# recovering data from a failed hdd



## ste2425 (Aug 25, 2013)

The hdd in my sisters laptop has failed. Or at least i think it has. It no longer shows up in the laptops BIOS. I can hear it spinning up However. When i get it home im going to hook it up to my desktop and see if we have any luck but is there any advice from you guys of anything i can do to try and recover any data of it. Its full of photo's of my nephew from 1 month upto a year and stupidly we didnt back any of them up. So if the hdd is completally dead there all lost.

I hope you guys can come up with some form of help. 

Thanks all.


----------



## AsRock (Aug 25, 2013)

If you cannot get it show in the laptops bios you could check the connection just in case and try it in another system if\when possible and if still no show the only other way is pay to get the data off then it's a case of how much the data is worth to her.


----------



## ste2425 (Aug 25, 2013)

AsRock said:


> If you cannot get it show in the laptops bios you could check the connection just in case and try it in another system if\when possible and if still no show the only other way is pay to get the data off then it's a case of how much the data is worth to her.



I was worried paying someone would be the only option if it doesn't how in my BIOS


----------



## Deleted member 24505 (Aug 25, 2013)

ste2425 said:


> I was worried paying someone would be the only option if it doesn't how in my BIOS



It's not very cheap either unfortunately.


----------



## Jack1n (Aug 25, 2013)

Maybe it would be cheaper to buy anuther exact drive,take both apart and swap the platters?


----------



## de.das.dude (Aug 25, 2013)

http://www.cgsecurity.org/wiki/TestDisk

you can recover data, almost all of it. but do go through the instructions on their site. this is a very professional and very complicated software.


----------



## ste2425 (Aug 25, 2013)

Thanks all for the help. She was very distraught when I told her its probably all lost. 

De.das, I've only been able to glance at that link on phone. Ill give it a proper go over when I get home but will it help even if the drive is not detected in BIOS?


----------



## de.das.dude (Aug 25, 2013)

ste2425 said:


> Thanks all for the help. She was very distraught when I told her its probably all lost.
> 
> De.das, I've only been able to glance at that link on phone. Ill give it a proper go over when I get home but will it help even if the drive is not detected in BIOS?



i dont know, but its worth a shot.
i got a deleted partition back completely after deleting and formatting it!


----------



## Aquinus (Aug 26, 2013)

ste2425 said:


> Ill give it a proper go over when I get home but will it help even if the drive is not detected in BIOS?

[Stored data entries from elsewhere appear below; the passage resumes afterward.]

PR #57, opened 2018-03-31
typo

BrendanMartin:


mrocklin:
Thanks @BrendanMartin !

BrendanMartin:
@mrocklin would you be able to help me out with something in regards to dask-kubernetes?

mrocklin:
That would depend on what it is.  I recommend raising a public issue here on GitHub.  That way others can help out as well if it turns out that your problem is more in line with their expertise.

BrendanMartin:
@mrocklin it's not technically an issue with the library, it's more like I can't figure out how to actually connect to Google Kubernetes via dask-kubernetes. Is that something I should open an issue on?

mrocklin:
It's probably the cleanest way today to ask a question of developers here.
If its sufficiently off topic then we'll just close it.  It's definitely
preferable to contacting any particular developer directly.  You might also
try asking questions on Stack Overflow.  Perhaps there is a tag for the
Google service that you're trying to use there as well?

If it's not detected in the BIOS, there is a really good bet that nothing will detect it. Every drive that has done this to me has failed catastrophically with the only method of getting data back is swapping the platters or paying someone to do it for you.

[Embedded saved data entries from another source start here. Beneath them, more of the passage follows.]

PR #278, opened 2020-11-07
Transform username to lowercase when escaping

Yuhuishishishi:
Add lower() after escaping the username.
This is a fix to #213.

Test method:
```
make test EXTRA_TEST_ARGS='-k escape'
```

### DIFF
--- a/dask_kubernetes/tests/test_async.py
+++ b/dask_kubernetes/tests/test_async.py
@@ -619,8 +619,9 @@ async def test_repr(cluster):
 
 
 @pytest.mark.asyncio
-async def test_escape_username(pod_spec, ns, auth, monkeypatch):
-    monkeypatch.setenv("LOGNAME", "foo!._")
+@pytest.mark.parametrize("name", ["foo!._", "Foo!._"])
+async def test_escape_username(pod_spec, ns, auth, monkeypatch, name):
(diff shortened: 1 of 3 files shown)


Yuhuishishishi:
I am pretty new. Thanks for your review in advance.

dask_kubernetes/tests/test_async.py
```diff
@@ -619,8 +619,9 @@ async def test_repr(cluster):
 
 
 @pytest.mark.asyncio
-async def test_escape_username(pod_spec, ns, auth, monkeypatch):
-    monkeypatch.setenv("LOGNAME", "foo!._")
+@pytest.mark.parametrize("name", ["foo!._", "Foo!._"])
```
jacobtomlinson, line 622: I think parametrizing the tests here is unnecessary. Changing it to uppercase would be acceptable.

jacobtomlinson (commented):
Firstly, welcome!

Thanks for raising this. Just one small comment.

dask_kubernetes/tests/test_async.py
Yuhuishishishi: Thanks. Yes, I think it makes sense to keep just one test case. Reverted the change.

jacobtomlinson:
Many thanks!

I said "uh oh" the moment you said that it wasn't detected in the BIOS. 

Like other have said, check all the cables. If the drive still spins up and doesn't make any weird noises, I would try the drive in a different machine. I was able to recover many files off a failing laptop hard drive from my Dell Studio 1735, but it was still detected by the BIOS, but I couldn't get everything back. Some blocks were just too far gone. Even DD (not DDD  ) would get stuck on certain blocks.


----------



## Jetster (Aug 26, 2013)

Laptops break much easier. Your not even sure its the HD Hook it up to another PC and see. Why dont people keep backups?


----------



## Strontium_dog (Aug 26, 2013)

I've had some good results using http://www.lsoft.net/bootdisk.aspx for data recovery give it a try before you think about paying for recovery

As pxgolfer85 says you could try using linux by downloading Ubuntu disc from here http://www.ubuntu.com/download/desktop and booting from it and choosing to run OS from disc to see if your HDD is picked up


----------



## techbuzz (Aug 26, 2013)

I have had success with r-studio. Even with drives that aren't being detected by the BIOS.

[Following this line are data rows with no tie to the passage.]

Issue #279, opened 2020-11-07
`make k8s-deploy` pointing to wrong path of `test-runner-setup.yaml`


Yuhuishishishi:
**What happened**:

`make k8s-deploy` from local dev environment will fail because it's pointing to `kubernetes/test-runner-setup.yaml` instead of `ci/test-runner-setup.yaml`

https://github.com/dask/dask-kubernetes/blob/ccb9864d463a3e14988af53a947a658cf32e7e10/Makefile#L59-L60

http://www.data-recovery-software.net/

Another trick is connecting the drive to a linux or mac computer. A lot of times connecting the failing drive to a different operating system allows any weirdness to get bypassed.


----------



## AsRock (Aug 26, 2013)

Any chance she sent any of those pics to people like though Yahoo and never cleans out the sent folder ?..

As some one else said buy a second hand one of the same drives and see if you can make a working one..  Although it is a hit and miss as you need the same model and version and swap the circuit board.


----------



## itsakjt (Aug 26, 2013)

First of all, try it out on your desktop. Also if it is spinning but does not show up in BIOS, you are in luck. Manage to get hold of a same model HDD(exactly same). Put the PCB of the working HDD to the non-working one and connect it.


----------



## techlogi50 (Aug 26, 2013)

*Re:*



ste2425 said:


> The hdd in my sisters laptop has failed. Or at least i think it has. It no longer shows up in the laptops BIOS. I can hear it spinning up However. When i get it home im going to hook it up to my desktop and see if we have any luck but is there any advice from you guys of anything i can do to try and recover any data of it. Its full of photo's of my nephew from 1 month upto a year and stupidly we didnt back any of them up. So if the hdd is completally dead there all lost.
> 
> I hope you guys can come up with some form of help.
> 
> Thanks all.



If the drive is spinning then try to check it in BIOS then I would like to recommend Kernel for Windows Data Recovery Software to recover your any type of data from your hard drive.


----------



## ste2425 (Aug 26, 2013)

Thanks again everyone for the replies. I'm still at my parents, hour and half drive from home. So can't hook it upto to my rig and check. (Unexpected family illness keeping me here). 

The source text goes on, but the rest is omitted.